O câncer voltou a roer
O meu pulmão esquerdo;
Ele fica lá dentro, quieto,
Não ouço ruído algum.
Mas sei que lá está onipresente,
Crescendo lento, em meu corpo,
Vivendo e dormindo comigo,
Constante e tenebrosa companhia.

(A varanda da casa da Gávea
Abria-se para a Rua Adolfo Lutz,
Sombreada por velhas mangueiras,
Onde as cigarras cantavam o verão)

Passam-se as horas... Não é o medo
Do fim (pelo menos por agora)
Que não me dá sossego,
Mas sim estas horas que fogem,
A urgência da vida, o que há por fazer,
O que tem de ser escrito, o que tem de ser desfeito,
O que faltou para dar e o que me falta receber
O que está por começar e o que fica por terminar.

E mais:
É o sofrimento que me aguarda
Na cama de um hospital,
O sorriso da enfermeira,
A veia picada,
O soro, a sonda,
A máscara, a ferida,
O travesseiro que estranho
E o rude lençol;

É o bater na porta
A refeição recusada,
A visita apressada,
A agonia no fim do dia,
Enquanto espero a noite
E o sono, que enfim chegará
Misericordioso
Nas pastilhas de Rivotril.

(Depois da chuva, as gotas caíam
Das folhas na terra do jardim,
A neblina encobria o morro ao lado
E a água escorria nas calhas do telhado).
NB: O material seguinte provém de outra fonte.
PR #898, opened 2023-08-30
Dynamically adjust the position tabulator dropdown elements. Tabulator 5.5.2

dbauszus-glx:
UL dropdown elements must be positioned fixed in order to be visible outside of their element.

The Tabulator container maybe scroll-able. The fixed elements must be re-positioned in the horizontal scroll event of the Tabulator table element.

The maxHeight should be adjusted in the click event on the dropdown header.

**Tabulator has been bumped to 5.5.2 and is imported as ESM from unpkg instead of skypack.**

### DIFF
--- a/lib/ui/elements/dropdown.mjs
+++ b/lib/ui/elements/dropdown.mjs
@@ -73,6 +73,13 @@ export default (params) => {
       <div class="head"
         onclick=${(e) => {
 
+          const bounds = e.target.getBoundingClientRect()
+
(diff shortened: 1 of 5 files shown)


dbauszus-glx:
SASS has also been bumped to latest point release 1.66.1

cityremade (approved):
yeah I can see dropdown resized and scrolled when the table is lower.

simon-leech (approved):
This is working well with scrolling the tabulator tables - happy to merge :)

Pensando bem, em se tratando
Destas coisas, é melhor
Que tais coisas se passem como são
Ou que fiquem, quietas, onde estão.
Afinal, estamos em dezembro
E dezembro é mês ruim,
Dezembro é o sinal do fim;
O começo fica para janeiro.

(E que seja a memória da Gávea
O meu verão derradeiro).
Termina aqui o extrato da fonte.